(Excerpts from a dataset)
━━━

Issue #563, opened 2017-09-01
Allow to set formatter in the taurus GUIs 


cmft:
Nowadays Taurus allows to set custom formatters programmatically but the default widgets (taurusform, taurustrend, ...), use the default Formatter and does not allow to change it.

This enhancement propose:
- Add menu action to choice/set a Formatter
- Allow to configure the default Formatter  (e.g. via tauruscustomsetting)

MikeFalowski:
Hey! What is status of this? I was just looking for engineering notification in taurusform.

cpascual:
Oh, we forgot to close this ticket when we solved it in #564.

Basically now (in the develop branch / coming release) you can change the formatter in the following ways:

1. (GUI) set a custom formatter in TaurusForm (globally or per attribute) via a context menu option. TaurusForms will store this preference in their configs.
2. (GUI/PROG) use the `TaurusBaseWidget.onSetFormatter()` slot to set a custom formatter on any other widget
3. (PROG) set a custom formatter on any taurus widget (using `TaurusBaseComponent.setFormat`)
4. (PROG) set a custom formatter on any taurus class (by overwriting `.FORMAT`)
5. (CLI) set the defaultFormatter via a TaurusApplication command line argument (`--default-formatter`)
6. (CONF) set the defaultFormatter via tauruscustomsettings.DEFAULT_FORMATTER


Note that options 5 and 6 deal with the **default** formatter and therefore will affect all widgets (except those that explicitly changed it) and therefore should be used with great care and only with very generic formatters. In other words: Don not use those options unless you **really** know what you are doing. Option 4 should also be used with care if applied to a base class (since all child classes will be affected)

PR #564, opened 2017-09-05
Allow to set custom Formatter

cmft:
Add API to set custom formatter. 
Add an action to set a formatter in some taurus widget
This enhancement propose:
 * Add menu action to set a Formatter (taurusvalue, taurusform and taurusplot/trend)
 * Allow to configure the default Formatter via tauruscustomsetting

#563


lib/taurus/qt/qtgui/base/taurusbase.py
```diff
@@ -1243,6 +1243,48 @@ def __init__(self, name, parent=None, designMode=False):
...
+        finally:
+            return formatter
+
+    def showFormatterDlg(self):
+        '''
+        showFormatterDlg show a dialog to get the formatter from the user.
+        :return: formatter: python fromat string or formatter callable
+        (in string version) or None
+        '''
+        formatter, ok = Qt.QInputDialog.getText(self, "Set formatter",
```
cpascual: The dialog should show the current formatter.
And ideally the e dialog could be implemented with an editable combobox  (a Qt.QInputDialog.getItem) instead of a lineedit and pre-populate it with supported formatters.

lib/taurus/tauruscustomsettings.py
```diff
@@ -68,6 +68,14 @@
...
 # EXTRA_SCHEME_MODULES = ['myownschememodule']
 
+# Set a custom formatter. Taurus widgets use a default formatter based on the
+# attribute type, but sometimes a custom formatter is needed.
+# The formatter can be a python format string or formatter callable
+# (in string version)
+#e.g.
+# DEFAULT_FORMATTER = '{0}'
+# DEFAULT_FORMATTER = 'taurus.core.tango.util.formatter.tangoFormatter'
+
```
cpascual: Consider adding a `--default-formatter` option in the argument parser of TaurusApplication which would override `tauruscustomsettings.DEFAULT_FORMATTER`

lib/taurus/qt/qtgui/base/taurusbase.py
```diff
@@ -1243,6 +1243,48 @@ def __init__(self, name, parent=None, designMode=False):
...
+            moduleName, formatterName = formatter.rsplit('.', 1)
+            __import__(moduleName)
+            module = sys.modules[moduleName]
+            formatter = getattr(module, formatterName)
+        except:
+            pass
+        finally:
+            return formatter
+
+    def showFormatterDlg(self):
```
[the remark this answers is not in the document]
cmft: It is not merged  cause some widgets need a special implementation of  `onSetFormatter` meanwhile the `showFormatterDlg` is the same implementation for all of them.

lib/taurus/qt/qtgui/base/taurusbase.py
```diff
@@ -1243,6 +1243,48 @@ def __init__(self, name, parent=None, designMode=False):
         self.call__init__(TaurusBaseComponent, name,
                           parent=parent, designMode=designMode)
         self._setText = self._findSetTextMethod()
+        formatter = getattr(taurus.tauruscustomsettings,
```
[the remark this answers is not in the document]
cmft: I had  the same dilemma when I implement it. I did it because `TaurusBaseComponent` has a programmatic API to set the "formater" (`setFormat()`) via python module or via python format (string). 
While the `formater`  only accept string (Something that only should come as a view input according my implementation purpose).

I did it to not mix both API after checking  that "all" (official) taurus widget inherit from `TaurusBaseWidget`. But there is not major reason to not move it

lib/taurus/qt/qtgui/base/taurusbase.py
cmft: I  believe that the first requirement can be easily done.
But the use of combobox (for the moment) is very complicated since the formaters are not registered (as plugin ) and we allow to use custom external modules.

lib/taurus/tauruscustomsettings.py
cmft: Agree with the `--default-formatter` option for individual widgets (form, plots, ...) 
but, what does it mean override for you? More precedence? or replace it for all the widgets? 

I think it is difficult to  manage in complex GUI e.g.  taurusgui where it should affect to all widgets

But IMHO it is a extra since it can be done by a menu action.

lib/taurus/qt/qtgui/base/taurusbase.py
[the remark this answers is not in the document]
cpascual: fair enough.

lib/taurus/qt/qtgui/base/taurusbase.py
cpascual: I agree. let's do the first part and leave a TODO for the second

lib/taurus/tauruscustomsettings.py
cpascual: Implementationwise I was thinking that --default-formatter would simply overwrite at runtime the`tauruscustomsettings.DEFAULT_FORMATTER` value

Then any widget in the app which does not explicitly set a formatter, would use this one. If an app needs finer control, they should neither be using this parameter nor the setting.

lib/taurus/qt/qtgui/base/taurusbase.py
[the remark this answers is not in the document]
cpascual: The rule of thumb for me is: if an API makes sense when running with a QObject (e.g. by a QGraphicsObject) , then it should be in TaurusBaseComponent. If the API specifically uses QWidget calls, then it goes to TaurusBaseWidget.
I think that in your implementation, some of the methods belong to one case and some to the other

PR #572, opened 2017-09-14
Make travis build docs and publish them

cpascual:
This is related to #408 . It makes travis build the docs and deploy them to taurus-org/taurus-doc repo.

This implementation (which uses [doctr](https://drdoctr.github.io)) is inspired on the work by @mrosanes in #562 but it addresses the following issues that were missing there:

- Use a deploy_key instead of a personal token (the deploy key is safer since it won't give write access to *all repos* in the taurus org)
- Use of a separate repo for docs (again, this is more secure since travis is only granted write access to the doc serving repo, not to the one holding the code)
- Keep the changes under version control
- Build docs in separate dirs for each branch or tag of the taurus repo (this allows us to serve docs for older versions and also to easilly test doc changes). The develop branch is built on the root, so we

The results can be seen, in:

 `https://taurus-org.github.io/taurus-doc/` 

... for the develop version (*only after we merge this PR*) and in 

`https://taurus-org.github.io/taurus-doc/v-BRANCH_OR_TAG_NAME/` 

... for other tags or branches in the taurus repo (for example, see  https://taurus-org.github.io/taurus-doc/v-doctr )

**Important**: note that in this PR I am *not* disabling the parts needed by RTD, so the docs are still built by RTD in parallel and served in their usual location, while the docs built by travis get served by GH pages. This would allow us merge the PR without breaking RTD and test and compare before deciding to point our custom domain to GH pages instead of RTD.


cpascual:
@taurus-org/integrators Can anyone have a look and integrate this?

teresanunez:
Hi @cpascual, I have had a look and I agree with the ideas and how the documentation
is created in:  
https://taurus-org.github.io/taurus-doc/v-doctr
I don't know if you want us to check something more before integrating, if not I could make it.

cpascual:
There is only one thing that I expect that could potentially be wrong: I am not sure if the `.nojekyll` file will be kept in the root of the docs when we merge this PR. But that can only be tested by actually merging. If it is not kept, the gh pages docs won't be visible, but it will be just a matter making sure that the file is set (I would make a direct push afterwards).

In conclusion, please go ahead with the merge if you did not find any other problem.

cpascual:
>  I am not sure if the .nojekyll file will be kept in the root of the docs when we merge this PR

Issue #576, opened 2017-09-21
ExternalApp(...) creates zombie processes of exit


jkotan:
Hi,

our users complain that `ExternalApp(...)` , e.g. `xterm spock` or `pymca`, when you open it and close it many time produces a lot of zombie processes ( i.e. `<defunct>`). If the  user GUI is running for longer time it can be even 100  or more zombies which is annoying.
 A possible fix would be from time to time to remove zombies, e.g.

    diff --git a/lib/taurus/qt/qtgui/util/taurusaction.py b/lib/taurus/qt/qtgui/util/taurusaction.py
    index 1c46911..b01d836 100644
    --- a/lib/taurus/qt/qtgui/util/taurusaction.py
    +++ b/lib/taurus/qt/qtgui/util/taurusaction.py
    @@ -109,6 +109,7 @@ class ExternalAppAction(Qt.QAction, BaseConfigurableClass):
		 if any(args):
		     #Qt.QMessageBox.warning(self.parentWidget(),'Warning','In ExternalAppAction(%s)'%args)
		     self._process.append(subprocess.Popen(args))
    +                self._process = [p for p in self._process if p.poll() is None]
		     return True
		 else:
		     return False

What do you think?

Best regards,
Jan

cpascual:
Hi Jan,
The proposed solution seems reasonable (but I haven't tested it)
Would you care to create a PR?

cpascual:
Fixed by #577

PR #577, opened 2017-09-21
remove zombies on start new ExternalApp

jkotan:
Hi,

It is a fix for  issue #576.

Bests,
Jan


jkotan:
Weird. For me the errors does not seem to be related to the fix.

cpascual:
> the errors does not seem to be related to the fix
 
you are right. One was related to #497  and the other was more of the #261 type...

It is a shame that we haven't ye being able to get rid of these. I just forced a relaunch

cpascual:
Sorry, I forgot come back to merge after confirming that the tests were ok. Merging now

PR #580, opened 2017-09-26
Taurus reports false warnings

### LINKED ISSUE #579: Taurus reports false warnings
Attributes that are not quantities should not report unitless warning.

e.g. 

```
taurusform  sys/tg_test/1/state

MainThread     WARNING  2017-09-26 09:00:57,296 controls01.cells.es:10000.sys/tg_test/1.state: Unknown unit "No unit (will be treated as unitless)"

taurusform  sys/tg_test/1/boolean_scalar

MainThread     WARNING  2017-09-26 09:04:05,820 controls01.cells.es:10000.sys/tg_test/1.boolean_scalar: Unknown unit "No unit (will be treated as unitless)"

```

cmft:
Attributes that are not quantities report unitless warning.

Fix #579


cpascual:
The implementation seems to be triggering some testsuite errors: https://travis-ci.org/taurus-org/taurus/jobs/279836470

cmft:
The  problems are with the `uchar_scalar` attributes; Taurus considered these attributes numeric and PyTango not. So, the implementation of `isNumeric` of the tango scheme is incoherent. We  should  take a  desicion about  what is  wrong, the tests or the `isNumeric` implementation.

cpascual:
After conversation with @tiagocoutinho  (PyTango), we decided that we should consider uchar_scalar attributes as **non-numeric** in Taurus (since this will be more aligned with them being considered "bytes" in python 3.

Several unit tests may need to be modifiedaccordingly, and possibly the behaviour of TaurusValue, TaurusValuesTable and TaurusImageDlg should be checked for consistency.

cpascual:
The final implementation from @cmft  is somewhat a middle point: the uchar tango attrs are considered `bytes` (therefore, not numerical), but the I/O is done viewing them as `uint8` (just as PyTango does).

I think that this is fine. Merging

PR #587, opened 2017-10-07
Enable unit test for write/read epics attribute

cpascual:
The epics.AttributeTestCase.write_read_attr was disabled because
epics was not working in the CI test docker images.
Reactivate it because epics seems to work well now.


cpascual:
Note, that 85a7bd3 may be (partially) solving  #497

PR #2192, opened 2025-01-10
DIS-211: Ignore 'number one bestseller' subtitle in OverDrive

LeoStoyanovByWater:
This ensures that promotional subtitles like "number one bestsellers" are filtered out when searching OverDrive records, now on version 25.02.00.


mdnoble73:
@LeoStoyanovByWater can you also move your release notes from the 25.01 release notes to 25.02? 

Thanks,

- Mark

mdnoble73 (approved):

PR #2196, opened 2025-01-14
DIS-224: Change backup cron job to use mydumper

kylemhall:
This commit changs the default backup script to use mydumper.

Test Plan:
1) Set up a new instance of Aspen using createSite.php 2) Note the cron file uses myDumper for backups now!

### DIFF
--- a/code/web/release_notes/25.02.00.MD
+++ b/code/web/release_notes/25.02.00.MD
@@ -69,6 +69,10 @@
 
 // kyle
 
+### Cron Updates
+- When loading patron types and libraries from Polaris, automatically associate them with the correct account profile. (DIS-214) (*MDN*)
+- Switch default backup script to mydumper. (DIS-224) (*KMH*)
+
 //kidclamp
 
 Use mb_substr to presrve diacritics in lists (DIS-178) (*WNC*)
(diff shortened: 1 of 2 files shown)


sites/template.linux/conf/crontab_settings.txt
```diff
@@ -38,7 +38,7 @@
 # MySQL Nightly Dump #
 ######################
 # backup important bits at 12:10am daily
-10 0 * * *    root    php /usr/local/aspen-discovery/code/web/cron/backupAspen.php {sitename}
+10 0 * * *    root   rm /data/aspen-discovery/{sitename}/sql_backup/mydumper/* && php /usr/local/aspen-discovery/code/web/cron/backupAspen-mydumper.php {sitename}
```
mdnoble73, line 41: Mydumper is not installed by default so this won't work on a clean server. The pattern is also to clean up old files within the backup script itself rather than cron. We also should preserve 2 backups on a server. This seems to remove all backups.

code/web/release_notes/25.02.00.MD
```diff
@@ -69,6 +69,10 @@
 
 // kyle
 
+### Cron Updates
+- When loading patron types and libraries from Polaris, automatically associate them with the correct account profile. (DIS-214) (*MDN*)
```
mdnoble73, line 73: Looks like this has extra information in it from another update. Please don't duplicate the extra release note entry.

mdnoble73 (changes requested):

mdnoble73:
Closing per conversation with Leo who said ByWater no longer is interested in this.

PR #2198, opened 2025-01-15
25.02.00 newsletter consent koha integration

Chloe070196:
Test plans in commit messages
Required Koha plugin: https://github.com/PTFS-Europe/koha-plugin-newsletter-consent/releases/tag/v1.0.2
Jira ticket: https://aspen-discovery.atlassian.net/browse/DIS-98


install/aspen.sql
```diff
@@ -2779,6 +2779,7 @@ CREATE TABLE `library` (
   `eCommerceFee` varchar(11) DEFAULT '0',
   `eCommerceTerms` mediumtext DEFAULT NULL,
   `cookieStorageConsent` tinyint(1) DEFAULT 0,
+  `ilsConsentEnabled` tinyint(1) DEFAULT 0,
```
mdnoble73: @Chloe070196 this will need a database update rather than a direct edit of the database script so existing sites will get upgraded.

code/web/sys/LibraryLocation/Library.php
```diff
@@ -909,6 +912,20 @@ static function getObjectStructure($context = ''): array {
 			$validCardRenewalOptions[3] = 'Quipu eRenewal';
 		}
 
+		// prevent administrators from enabling the ILS consent integration if their ILS does not allow for it
+		$driverAllowsForIlsConsentTypes = true;
+		if (
+			$catalog == null ||
+			$catalog->driver == null ||
```
mdnoble73: Rather than checking if the method exists, we've been adding a method to the CatalogConnection that we can check to see if a particular feature is enabled. Then AbstactIlsDriver returns false and the ILS(s) where it is enabled will return true.

code/web/Drivers/Koha.php
```diff
@@ -8377,4 +8395,194 @@ protected function getUserMessageTranslation($code, User $patron): array {
...
+		} else {
+			return translate([
+				'text' => 'Error getting a list of consents for this patron from Koha.',
+				'isPublicFacing' => true,
+			]);
+		}
+
+	}
+
+	private function getConsentTypes() {
```
mdnoble73: @Chloe070196 is there a proactive way to check to see if the plugin is installed or do we just have to check for an error?

mdnoble73 (changes requested):

install/aspen.sql
Chloe070196: Thank you for pointing this out, I'll submit a commit to address that

code/web/sys/LibraryLocation/Library.php
Chloe070196: Thank you for the pointers on this, I will write a commit adding an `hasIlsConsentSupport` method on the relevant classes then, and remove the current check

code/web/Drivers/Koha.php
Chloe070196: Yes, there is. Aspen can query the Koha db to do just that. Happy to sort out a method to implement this so that Aspen does not make any calls to the API endpoints that are plugin-only if that plugin is not found.

code/web/services/MyAccount/MyPrivacySettings.php
```diff
@@ -0,0 +1,164 @@
...
+
+require_once ROOT_DIR . '/services/MyAccount/MyAccount.php';
+
+class MyAccount_MyPrivacySettings extends MyAccount {
+	function launch(): void {
+		global $interface;
+		global $library;
+
+		if (!UserAccount::isLoggedIn()) {
+			$interface->assign('error', 'You must be logged in to access the Administration Interface');
```
mdnoble73: This is not an admin interface so this message is not correct. By extending MyAccount, should already be enforced.

code/web/interface/themes/responsive/account-menu.tpl
```diff
@@ -100,7 +100,7 @@
 				</div>
 			{/if}
 			{if !empty($showUserPreferences)}<div class="header-menu-option" ><a href="/MyAccount/MyPreferences">{translate text='Your Preferences' isPublicFacing=true}</a></div>{/if}
-			{if $cookieConsentEnabled} <div class="header-menu-option"><a href="/MyAccount/MyCookiePreferences">{translate text="Your Privacy Settings" isPublicFacing=true}</a></div>{/if}
+			{if $privacyConsentEnabled} <div class="header-menu-option"><a href="/MyAccount/MyPrivacySettings">{translate text="Your Privacy Settings" isPublicFacing=true}</a></div>{/if}
```
mdnoble73, line 103: Is this functionality replacing cookie consent? The reason for removing the MyCookiePreference page is unclear based on the Jira as well as comments on the PR.

code/web/services/MyAccount/MyCookiePreferences.php
mdnoble73, line 1: Is this functionality replacing cookie consent? The reason for removing the MyCookiePreference page is unclear based on the Jira as well as comments on the PR.

mdnoble73 (commented):
Is this functionality replacing cookie consent and/or merging Cookie Consent with the other notifications? The reason for removing the MyCookiePreference page is unclear based on the Jira as well as comments on the PR.

code/web/services/MyAccount/MyCookiePreferences.php
Chloe070196: [ce43a8a](https://github.com/Aspen-Discovery/aspen-discovery/pull/2198/commits/ce43a8aee80986f238b3a38304129d295d2f5564) : the Cookie Consent functionality is preserved. The MyCookiePreference page was effectively renamed to MyPrivacySettings in order to become a one-stop shop for patrons consents as it was already referred to as 'Your Privacy Settings' in patron menus. 

The relevant classes and templates files have been refactored so that the 'Your Privacy Settings' point to the Privacy Settings page (formerly cookie consent only) where patrons can view and edit all consents (which as of now is both the existing cookie consents, and the newsletter consent in Koha as introduced by a recent plugin.)

I hope this clarifies the intent behind the refactor!

code/web/interface/themes/responsive/account-menu.tpl
Chloe070196: please see https://github.com/Aspen-Discovery/aspen-discovery/pull/2198#discussion_r1940753998

code/web/services/MyAccount/MyPrivacySettings.php
Chloe070196: Apologies for the oversight - I'll add a commit to remove this

Chloe070196: Here it is: [476273d](https://github.com/Aspen-Discovery/aspen-discovery/pull/2198/commits/476273d15fc815c81a883d8dd7f6f9ff070f93b9)

PR #2200, opened 2025-01-15
DIS-228 Add stack traces to the default log4j configurations

kylemhall:
Test plan:
1) Create a new instance in your test aspen
2) Note the log4j config files include "%throwable" at the end of the
   pattern lines


mdnoble73:
Closing based on Leo's new PR for DIS-228

PR #2201, opened 2025-01-16
Dis 196 indexing 856 for records with e content

AlexanderBlanchardAC:
https://aspen-discovery.atlassian.net/jira/software/c/projects/DIS/boards/2?selectedIssue=DIS-196


mdnoble73 (changes requested):
Rather than creating a second field for this that could conflict with index856Links (i.e. what do you do if index856 links is off, but index856LinkOnlyIfNoEcontentRecord is on). Let's change index856Links to an enum with the values
0 = Never
1 = Always
2 = Only when no eContent Items are found

PR #2209, opened 2025-01-22
Check the 'run full update' option

lucasmontoya13:


mdnoble73:
@lucasmontoya13 this shouldn't be necessary because the last index timestamps will be blank. What behavior are you trying to correct?

lucasmontoya13:
It could resolve my problem, but i'm thinking that it is not the best place to make changes. I will be back soon with a better thought-out proposal.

━━━

▶ _Exercise_
Lines from the beginning of the data above through the line containing "3. (PROG) set" are to be returned exactly, and no others.

▶ _Written response_
Issue #563, opened 2017-09-01
Allow to set formatter in the taurus GUIs 


cmft:
Nowadays Taurus allows to set custom formatters programmatically but the default widgets (taurusform, taurustrend, ...), use the default Formatter and does not allow to change it.

This enhancement propose:
- Add menu action to choice/set a Formatter
- Allow to configure the default Formatter  (e.g. via tauruscustomsetting)

MikeFalowski:
Hey! What is status of this? I was just looking for engineering notification in taurusform.

cpascual:
Oh, we forgot to close this ticket when we solved it in #564.

Basically now (in the develop branch / coming release) you can change the formatter in the following ways:

1. (GUI) set a custom formatter in TaurusForm (globally or per attribute) via a context menu option. TaurusForms will store this preference in their configs.
2. (GUI/PROG) use the `TaurusBaseWidget.onSetFormatter()` slot to set a custom formatter on any other widget
3. (PROG) set a custom formatter on any taurus widget (using `TaurusBaseComponent.setFormat`)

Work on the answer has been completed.